Offroad light mounting positions?

Mikedoubleu

New member
I couldn't really find anything on this.
It's probably a really simple answer, I'd just like to hear some thoughts on it.

I recently purchased a 20" led light bar in spot.

I was just curious about the pros and cons of mounting as high as possible or as low as possible and why.

Here's the light


I already have some pretty good side lighting.


And rear.


Here's the truck.


I was thinking of mounting that new 20" light bar on the upper portion of the camper overhang but looking at the mounts it's not going to allow me to mount it on that angle. So I thought I would mount it on the flat of the roof of the camper.
I'm not too worried about low branches or anything as I don't take the truck that deep into the bush.
I figured up high will also make it a real pain steal.

Any thoughts?

Thanks.
 

Ozarker

Explorer
What's the use of the light to the front? Driving, parked lighting up the camp?

Take a pic from behind the light showing the area lighted and at either side, that should show the light pattern.

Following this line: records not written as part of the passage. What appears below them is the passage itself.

PR #146, opened 2021-06-30
Implement authorization and update endpoints accordingly

calebschoepp:
# Overview

This PR implements authorization for our endpoints. Sorry it is so massive!

# Changes

- Make authorization middleware
- Rejig endpoints to use the middleware
- Refactor authentication middleware to follow same format as authz middleware
- Numerous other small changes

# Questions & Notes

Note I set up all of the associated scopes in our auth 0 account

# Testing & Demo

Unit tests and manual calls against the service


api/tools/urlEncode.ts
```diff
@@ -0,0 +1,3 @@
+(() => {
+    console.log(encodeURIComponent(process.argv[2]));
+})();
```
armiantos, line 3: Was the intention of this file being used using
```
npx ts-node tools/urlEncode "<str>"
```
or did you mean to include a script in `package.json`?

api/src/controllers/resumeReview/getAllResumeReviews.ts
```diff
@@ -37,14 +44,18 @@ type ResBody = {
...
  * @param res HTTP response.
- * @returns HTTP response.
+ * @returns All resume reviews.
  */
-const getResumeReviews = controller(async (req: Request<unknown, ResBody, unknown, ReqQuery>, res: Response<ResBody>): Promise<void> => {
+const getAllResumeReviews = controller(async (req: Request<unknown, ResBody, unknown, ReqQuery>, res: Response<ResBody>): Promise<void> => {
     await new ReqQueryValidator().validateAndThrow(req.query);
 
-    const allResumeReviews = await resumeReviewRepository.get(req.query.reviewee, req.query.reviewer, req.query.state);
+    const id = decodeQueryToUser(req.query.id);
```
armiantos, line 52: Nit: I think we can safely `decodeQueryToUser` because
1. Id is a uuid which is URL safe (I think, [source](https://stackoverflow.com/questions/23146193/is-a-uuid-url-safe))
2. `decodeQueryToUser` implies we want a user ID out of the query field but `id` isn't really a user ID

api/src/util/customRequest.d.ts
```diff
@@ -0,0 +1,26 @@
...
+    gty?: string;
+    /** Permissions. */
+    permissions?: string[];
+}
+
+declare namespace Express {
+    export interface Request {
+        user: User;
+    }
+}
```
armiantos, line 26: Is the user field automatically filled in by the middleware?

armiantos (commented):
Haven't gone through the tests thoroughly but the implementation looks awesome! Had a couple questions and comments before I do another review tonight

api/tools/urlEncode.ts
calebschoepp: Yep that was the intended use

api/src/controllers/resumeReview/getAllResumeReviews.ts
calebschoepp: Yep this is a big mistake on my part. I need to change id back to being a uuid. I got mixed up when I was making all of these changes.

api/src/util/customRequest.d.ts
calebschoepp: Yes that is correct

calebschoepp:
Ready for re-review. I reordered the routes and I kept the following format:

```typescript
export { default as getAllResumeReviews } from './getAllResumeReviews';
export { default as getMyResumeReviews } from './getMyResumeReviews';
export { default as postResumeReview } from './postResumeReview';
```

B/c it broke without it. I think b/c we need to explicitly select the default export from a module.

api/src/util/customRequest.d.ts
armiantos: Sounds good, thanks 😄

api/tools/urlEncode.ts
armiantos: Sounds good, thanks for including this 😄

armiantos (approved):
LGTM! Great work 😄

PR #147, opened 2021-07-04
Routing + Netlify

cyrusdiego:
# Overview

Added `_redirects` file to properly handle react routing with netlify 

# Changes

Added `_redirects` file in `/public` directory 

# Testing & Demo

- once pushed and Netlify has built the site, test routing at www.compe.plus


armiantos (approved):
LGTM! Thanks for doing this 🍻

PR #152, opened 2021-07-08
Post user endpoint

### LINKED ISSUE #71: Implement post users endpoint
`POST /users`

calebschoepp:
# Overview

Implement endpoint to register users.

# Changes

- Implement post user endpoint
- Update Zapatos schema
- Change some other things around a necessary
- Make a new repo to hit auth 0 managment api
- New config for auth0 connection

# Questions & Notes

How do I check for error type with authorization?

# Issue tracking

Closes #71 

# Testing & Demo

Unit tests and local curling.


api/src/controllers/controllerUtil.ts
```diff
@@ -1,14 +1,14 @@
 import { NextFunction, Request, Response } from 'express';
 
-type Handler = (req: Request, res: Response, next: NextFunction) => Promise<void>;
+type Handler<P, RS, RQ, Q, L> = (req: Request<P, RS, RQ, Q, L>, res: Response<RS, L>, next: NextFunction) => Promise<void>;
```
calebschoepp, line 3: Had to do some fancy generic stuff b/c I was having trouble with typing. Happy to go into details if people are interested.

api/src/controllers/middleware.ts
```diff
@@ -100,23 +110,40 @@ function authorize(scope: Scope): AuthMiddleware {
...
-function authorizeAndFallThrough(scope: Scope): AuthMiddleware {
+function authorizeAndFallThrough(scope: Scope): ErrHandledMiddleware {
     // Check that the caller has the proper scopes
     const checkAuthorization = jwtAuthz([scope], { failWithError: true });
 
     // Catch errors thrown off by jwtAuthz and fallthrough
     const errorHandler = (err: Error, req: Request, res: Response, next: NextFunction) => {
         // Fallthrough to the next route in the router
-        next('route');
+        next('route'); // TODO only convert error when thrown by jwtAuthz
```
calebschoepp, line 120: How the heck do I check that the error was thrown only by jwtAuthz? @armiantos

armiantos: Can we do
```ts
if (err instance of <JwtErrorAuthType>)
```
I'll have to test out on my machine to find out what the error type is though. Leave this to me, I'll get it done by tonight

calebschoepp: That's what I wanted to do, but they don't use a custom error. They just return a generic object.

armiantos: Yea, I looked at [their source code](https://github.com/auth0/express-jwt-authz/blob/4591867995181a4568fb38f9c4b00c658116a815/lib/index.js#L12-L18) and it seems like they're just returning an object with 3 properties (not even an Error object). 

So I think best we can do is `if (err.message === 'Insufficient scope')` because:
* this lets us stick to our es5 `Error` type
* won't require nasty `any` castings

api/src/controllers/user/postUser.ts
```diff
@@ -0,0 +1,89 @@
...
+    if (matches.length > 0) {
+        res.status(409).json({ user: matches[0] });
+        return;
+    }
+
+    // By default give the user the Student role in Auth0
+    await auth0Repository.giveUserRole(req.body.id, Role.Student);
+
+    // Add the user to postgres with the appropriate roles
+    const results = await userRepository.create({
```
cyrusdiego, line 74: Can this ever fail?

api/src/controllers/middleware.ts
calebschoepp: Cool, agreed. I'll make the change and then would like another review.

api/src/controllers/user/postUser.ts
calebschoepp: Theoretically yes? In all likelihood it probably won't. In any case it shouldn't be an issue if it fails b/c the only thing we already did was give the default `student` role which we want people to have anyways.

api/src/controllers/middleware.ts
calebschoepp: Just pushed the fix

api/src/controllers/controllerUtil.ts
armiantos: These are just the parameters listed in [`RequestHandler`](https://github.com/DefinitelyTyped/DefinitelyTyped/blob/df6c94b0ebb1446f1be2ccde75d8abb2340e205c/types/express/index.d.ts#L119-L124) right?

api/src/controllers/user/postUser.test.ts
```diff
@@ -0,0 +1,253 @@
...
+//     };
+//     req.body = { reviewee: '67e8ff47-8c31-4725-885c-e0e40455e7f5' };
+//     mockUserRepository.get.mockResolvedValueOnce([u]);
+
+//     await postUser(req as Request, res as Response, next);
+
+//     expect(next).not.toBeCalled();
+//     expect(res.status).toBeCalledWith(201);
+//     expect(res.json).toBeCalledWith({ resumeReview: r });
+// });
```
armiantos, line 253: I believe this is covered in 217-220?

api/src/controllers/user/postUser.test.ts
```diff
@@ -0,0 +1,253 @@
...
+    req = {
+        body: {
+            id: 'google-oauth2|166667066666652466666',
+            email: 'test@ualberta.ca',
+            ccid: 'test',
+            program: 'Computer Engineering Software Option',
+            year: 2,
+            givenName: 'Chuck',
+            familyName: 'Norris',
+            fullName: 'Chuck Norris',
```
armiantos, line 30: nice 🍻

api/src/controllers/validation.ts
```diff
@@ -84,5 +83,23 @@ const beProperlyUriEncoded = {
...
 
-export { beAResumeReviewState, beAValidUser, beAValidUuid, beProperlyUriEncoded };
+/**
+ * Test whether a field is a valid url.
+ */
+const beAValidUrl = {
+    predicate: async (field: string | undefined): Promise<boolean> => {
+        if (field === undefined) {
+            return false;
+        }
```
armiantos, line 93: Nit: we can collapse this to the try catch, `new URL(undefined)` fails
image

armiantos (changes requested):
Overall really great! Implementation matched standards (e.g. Auth0 management calls [ref](https://auth0.com/docs/users/assign-roles-to-users)).

Additional stuff that was covered (big thank you 🙏):
* Added missing `beProperlyUriEncoded` tests

Man props to you and your error checks hahahah I've never seen such rigorous null, empty, valid checks

api/src/controllers/controllerUtil.ts
calebschoepp: That is correct

api/src/controllers/user/postUser.ts
calebschoepp: Nit: Actually a `500` but yes we would know it failed.

api/src/controllers/user/postUser.test.ts
calebschoepp: LOLZ. Totally need to delete that. That was copy-pasta from another file when I was starting implementation.

api/src/controllers/validation.ts
calebschoepp: Good catch but going to keep it as is. Without the if statement the compiler complains about assigning `string?` to `string` and I would need to do something like `field!`

armiantos: Ah good call, sounds good!

api/src/controllers/controllerUtil.ts
armiantos: Sounds good 😄

armiantos (approved):
LGTM! Awesome job 💯

calebschoepp:
> LGTM! Awesome job

Thanks for all your gracious compliments. This was a fun one.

Will it mount under the overhang above the cab, it would be hard to steal there.

Before mounting lights I'd have someone hold them at different positions and sit in the drivers seat to see the effects and figure out how to attach them based on the performance. Check with headlights on and off as well to see the difference.

Sawing 30 degrees I assume is the horizontal angle, think about glare produced for the driver, reflective weather conditions.

High up is not always the best position, depends on the light pattern thrown and use.

Just lighting up a camp or general work light, they work better above eye level, otherwise you're looking into a blinding light walking toward the vehicle. For that I used a florescent with a remote switch, very handy when it was time for lights out. Good to pull stunts on others too.

I kinda snicker when I see big lights set on the roof just above the driver's front, in poor weather, rain, snow and fog it reflects right back at you, in such conditions lower positioned lighting is better with good pencil beams, they look cool but may not be that functional.

I also hook up driving lights to the headlight as required by law, but a separate switch allows the use with high beams or alone if off road. :)
 

Mikedoubleu

New member
Thanks for the reply.

The light will be used just for back road driving, not for parked lighting, I have that covered. I don't really need extra light I just like it. :p

I have a pair or rigid dually d2's that will probably get mounted in the grill of the truck also, I just haven't decided yet.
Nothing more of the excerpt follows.